Segment Start: STUDY MATERIAL
PR #4078, opened 2024-01-22
Various minor bug/deficiency fixes

najlkin:
This PR combines various smaller bug or implementation deficiency fixes, following the effort of #1951 to align master with [najlkin/mfem](https://github.com/najlkin/mfem/). In particular, there are the following:

- A minor optimization of `SparseMatrix::EliminateCol()` to stop the linear search for the column when it is found.
- Added `const` qualifiers to `Operator`s in `BlockOperator` as its primary purpose is to apply ("multiply") the operators and has no methods to modify its operators, so write access is unnecessary.
- Added access to `FaceIsTrueInterior` in `ParMesh`, which is implemented in `Mesh` where it has no good usage and becomes useful only on distributed meshes.
- Added `const` qualifier to the quadrature function parameter of `QuadratureFunctionCoefficient`.
- Added default `NULL` integration rule to `(Vector)QuadratureLFIntegrator`, where it is not used anyway.
- Added `ClosedGL` quadrature among the closed ones in the `CheckClosed` method.
- Fixed boundary trace face integration in `MixedBilinearForm`. This, I believe, tracks back to the unification of the face transformations, where the behavior at the boundary is not fully backward compatible and `ElementNo` is not the face index, but the boundary face.
- Fixed `VectorDiffusionOperator` to use correct dimensions, which under normal circumstances does not matter as they are equal, but in some more advanced scenarios might give segfaults.
- Added `const` qualifiers to the boundary attributes markers in the projection methods of `GridFunction`.
- Added support of integral finite elements to calculation of the L2 error through `GridFunction::ComputeL2Error`.

| [#4078](https://github.com/mfem/mfem/pull/4078) | @najlkin | @tzanio | @vladotomov + @sebastiangrimberg | 1/23/24 | 2/1/24 | 2/3/24 | |

<details>
    
- [x] Code builds.
- [ ] Update `CHANGELOG`:
- [ ] Update `INSTALL`:
    - [ ] `.github`
    - [ ] `.appveyor.yml`
- [ ] Update `.gitignore`:
- [ ] New examples:
- [ ] New miniapps:
- [ ] New capability:
</details>

### DIFF
--- a/fem/bilinearform.cpp
+++ b/fem/bilinearform.cpp
@@ -1585,9 +1585,10 @@ void MixedBilinearForm::Assemble(int skip_zeros)
          ftr = mesh->GetBdrFaceTransformations(i);
          if (ftr)
          {
-            trial_fes->GetFaceVDofs(ftr->ElementNo, trial_vdofs);
+            const int iface = mesh->GetBdrElementFaceIndex(i);
+            trial_fes->GetFaceVDofs(iface, trial_vdofs);
             test_fes->GetElementVDofs(ftr->Elem1No, test_vdofs);
-            trial_face_fe = trial_fes->GetFaceElement(ftr->ElementNo);
+            trial_face_fe = trial_fes->GetFaceElement(iface);
             test_fe1 = test_fes->GetFE(ftr->Elem1No);
             // The test_fe2 object is really a dummy and not used on the
             // boundaries, but we can't dereference a NULL pointer, and we don't
--- a/linalg/sparsemat.cpp
+++ b/linalg/sparsemat.cpp
@@ -1767,6 +1767,7 @@ void SparseMatrix::EliminateCol(int col, DiagonalPolicy dpolicy)
             if (aux->Column == col)
             {
                aux->Value = 0.0;
+               break;
             }
          }
       }
--- a/mesh/pmesh.hpp
+++ b/mesh/pmesh.hpp
@@ -491,6 +491,8 @@ public:
    void GenerateOffsets(int N, HYPRE_BigInt loc_sizes[],
                         Array<HYPRE_BigInt> *offsets[]) const;
 
+   using Mesh::FaceIsTrueInterior;
+
    void ExchangeFaceNbrData();
    void ExchangeFaceNbrNodes();
 
--- a/mesh/pmesh.hpp
+++ b/mesh/pmesh.hpp
@@ -491,7 +491,9 @@ public:
    void GenerateOffsets(int N, HYPRE_BigInt loc_sizes[],
                         Array<HYPRE_BigInt> *offsets[]) const;
 
-   using Mesh::FaceIsTrueInterior;
+   /** Return true if the face is interior or shared. In parallel, this
+       method only works if the face neighbor data is exchanged. */
+   inline bool FaceIsTrueInterior(int FaceNo) const { return Mesh::FaceIsTrueInterior(FaceNo); }
 
    void ExchangeFaceNbrData();
    void ExchangeFaceNbrNodes();
--- a/miniapps/solvers/div_free_solver.cpp
+++ b/miniapps/solvers/div_free_solver.cpp
@@ -587,7 +587,7 @@ void DivFreeSolver::Mult(const Vector & x, Vector & y) const
       ch.Clear();
       ch.Start();
 
-      auto M = dynamic_cast<const HypreParMatrix&>(ops_.Last()->GetBlock(0, 0));
+      auto& M = dynamic_cast<const HypreParMatrix&>(ops_.Last()->GetBlock(0, 0));
       M.Mult(-1.0, correction.GetBlock(0), 1.0, resid.GetBlock(0));
       SolvePotential(resid.GetBlock(0), correction.GetBlock(1));
       blk_y.GetBlock(1) += correction.GetBlock(1);
--- a/miniapps/solvers/div_free_solver.cpp
+++ b/miniapps/solvers/div_free_solver.cpp
@@ -314,7 +314,8 @@ void SaddleSchwarzSmoother::Mult(const Vector & x, Vector & y) const
    blk_y.GetBlock(1) -= coarse_l2_projection;
 }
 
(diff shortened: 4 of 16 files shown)


fem/bilinearform.cpp
```diff
@@ -1585,9 +1585,10 @@ void MixedBilinearForm::Assemble(int skip_zeros)
          ftr = mesh->GetBdrFaceTransformations(i);
          if (ftr)
          {
-            trial_fes->GetFaceVDofs(ftr->ElementNo, trial_vdofs);
+            const int iface = mesh->GetBdrElementFaceIndex(i);
+            trial_fes->GetFaceVDofs(iface, trial_vdofs);
```
vladotomov, line 1589: I might have a code that uses this, I'll check how it affects the results.

tzanio:

linalg/sparsemat.cpp
```diff
@@ -1767,6 +1767,7 @@ void SparseMatrix::EliminateCol(int col, DiagonalPolicy dpolicy)
             if (aux->Column == col)
             {
                aux->Value = 0.0;
+               break;
```
sebastiangrimberg, line 1770: I'm not sure this is correct behavior. The linked list implementation of a sparse matrix allows for a column nonzero to be repeated in a given row, indicating the values should be summed. Thus by breaking early you miss zero-ing all the entries for that column.

najlkin: If it that so, it is definitely wrong. I believed that the columns are unique for each row as the add methods search the row first. I also do not see any summation in `Finalize()` if I am not wrong. Can you point me to a part doing that addition?

sebastiangrimberg: Ah, you're probably right and I just assumed that was the case here. Apologies!

najlkin: No worries, but actually it is a good point. The/some methods could check internal consistency of the LIL if it does not contain repeated columns. At the moment, it goes under the radar if it happens somehow. A suggestion for a follow-up! 😉 Do you want to take it?

mesh/pmesh.hpp
```diff
@@ -491,6 +491,8 @@ class ParMesh : public Mesh
    void GenerateOffsets(int N, HYPRE_BigInt loc_sizes[],
                         Array<HYPRE_BigInt> *offsets[]) const;
 
+   using Mesh::FaceIsTrueInterior;
```
sebastiangrimberg, line 494: A better approach in my opinion would be to just move the definition of `FaceIsTrueInterior` in `mesh.hpp` into the `public methods`, rather than exposing it here. I would support that change, since `Mesh::FaceIsInterior` is already `public`.

miniapps/solvers/div_free_solver.cpp
```diff
@@ -586,7 +587,7 @@ void DivFreeSolver::Mult(const Vector & x, Vector & y) const
       ch.Clear();
       ch.Start();
 
-      auto M = dynamic_cast<HypreParMatrix&>(ops_.Last()->GetBlock(0, 0));
+      auto M = dynamic_cast<const HypreParMatrix&>(ops_.Last()->GetBlock(0, 0));
```
sebastiangrimberg, line 590: Nit: `auto &M`

mesh/pmesh.hpp
najlkin: I do not know, the thing is there is no good use of `FaceIsTrueInterior` for a non-distributed mesh, because it should coincide with the plain `FaceIsInterior`. It makes only sense for `ParMesh`, but it is not implemented there due to technical reasons, so this approach is maybe better.

miniapps/solvers/div_free_solver.cpp
najlkin: A good point, it is not related to the change, but should be fixed too 😉

mesh/pmesh.hpp
sebastiangrimberg: Because `FaceIsTrueInterior` uses only data members of the base `Mesh` class (in the face informations), its definition should be kept there and moving it would also be a breaking change. I think it is more clean to just make it `public` there and remove this added `using` statement.

najlkin: I agree with you that the implementation should stay there, just I am not sure if we should pollute `Mesh` by something useless there and potentially confusing (the TDOF terminology comes with the distributed meshes). This was probably the reason why this method has been made protected there.

sebastiangrimberg: I'm not sure I would call moving the method from protected to public polluting, and it adds zero lines of code vs. this change. I'd suggest just going ahead and doing it, or reverting this and opening a separate PR if you think it warrants further discussion.

najlkin: Ok, @vladotomov , any opinion on this?

vladotomov: In principle `using` should not be used this way, as it defeats the purpose of the `protected` declaration in the parent; this feels like a hack. But I also agree that `FaceIsTrueInterior` should not be a public method of `Mesh`.

You can create a new public `ParMesh` method that calls `Mesh::FaceIsTrueInterior`, this avoids both of the above.

najlkin: Ok, that sounds to me as a fair compromise 😉

fem/bilinearform.cpp
najlkin: Have you found time to get to it? However, this is (/should be) the right behavior, where the dofs are retrieved for the associated face. It had been mixing the face and boundary element indices since the unification of the `FaceTransformations`. Before that, the code was valid, because the actual transformation was always a face transformation.

vladotomov: I looked at it, but the code I was thinking about didn't go this path. Maybe it will show up in some of the autotests.

najlkin: That will imply to change the autotests then 😊 , but we will see. So ready to approve the PR to move it there?

sebastiangrimberg (approved):

vladotomov (approved):

tzanio:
Segment End: STUDY MATERIAL
■ **WHAT THIS TASK INVOLVES**:
An exact repetition of the material above is required, from its first line through the line holding "qualifier to the", with nothing added.

■ **SOLUTION**:
PR #4078, opened 2024-01-22
Various minor bug/deficiency fixes

najlkin:
This PR combines various smaller bug or implementation deficiency fixes, following the effort of #1951 to align master with [najlkin/mfem](https://github.com/najlkin/mfem/). In particular, there are the following:

- A minor optimization of `SparseMatrix::EliminateCol()` to stop the linear search for the column when it is found.
- Added `const` qualifiers to `Operator`s in `BlockOperator` as its primary purpose is to apply ("multiply") the operators and has no methods to modify its operators, so write access is unnecessary.
- Added access to `FaceIsTrueInterior` in `ParMesh`, which is implemented in `Mesh` where it has no good usage and becomes useful only on distributed meshes.
- Added `const` qualifier to the quadrature function parameter of `QuadratureFunctionCoefficient`.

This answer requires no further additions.